Task instructions — Please tally the lines in the material below that contain the word "authentication", and give the count only.

┌──

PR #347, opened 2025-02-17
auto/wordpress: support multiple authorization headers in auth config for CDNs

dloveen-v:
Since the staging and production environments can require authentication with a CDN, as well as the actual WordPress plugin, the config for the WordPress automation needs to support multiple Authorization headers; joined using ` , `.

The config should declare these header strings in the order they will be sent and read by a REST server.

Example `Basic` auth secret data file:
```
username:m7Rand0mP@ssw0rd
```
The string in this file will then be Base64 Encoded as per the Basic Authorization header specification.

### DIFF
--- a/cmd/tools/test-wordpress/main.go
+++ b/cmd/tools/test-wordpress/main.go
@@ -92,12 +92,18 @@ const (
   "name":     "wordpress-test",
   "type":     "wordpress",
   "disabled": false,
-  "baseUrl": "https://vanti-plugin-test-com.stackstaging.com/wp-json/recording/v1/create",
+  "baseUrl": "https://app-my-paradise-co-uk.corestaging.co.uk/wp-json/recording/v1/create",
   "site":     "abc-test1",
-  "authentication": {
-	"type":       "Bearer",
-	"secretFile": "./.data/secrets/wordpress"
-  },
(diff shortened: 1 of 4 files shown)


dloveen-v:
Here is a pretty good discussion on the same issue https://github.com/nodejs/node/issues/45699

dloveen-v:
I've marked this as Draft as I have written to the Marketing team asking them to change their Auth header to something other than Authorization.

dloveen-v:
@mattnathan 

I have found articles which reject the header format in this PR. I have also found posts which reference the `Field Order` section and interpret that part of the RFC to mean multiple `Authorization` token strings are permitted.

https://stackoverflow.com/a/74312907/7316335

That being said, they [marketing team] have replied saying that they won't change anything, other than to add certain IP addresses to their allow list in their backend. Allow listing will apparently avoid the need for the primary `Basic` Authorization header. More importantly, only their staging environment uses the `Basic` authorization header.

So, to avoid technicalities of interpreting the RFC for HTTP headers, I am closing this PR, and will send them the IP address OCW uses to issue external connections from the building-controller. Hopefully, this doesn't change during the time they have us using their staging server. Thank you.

└──

Finished task — 2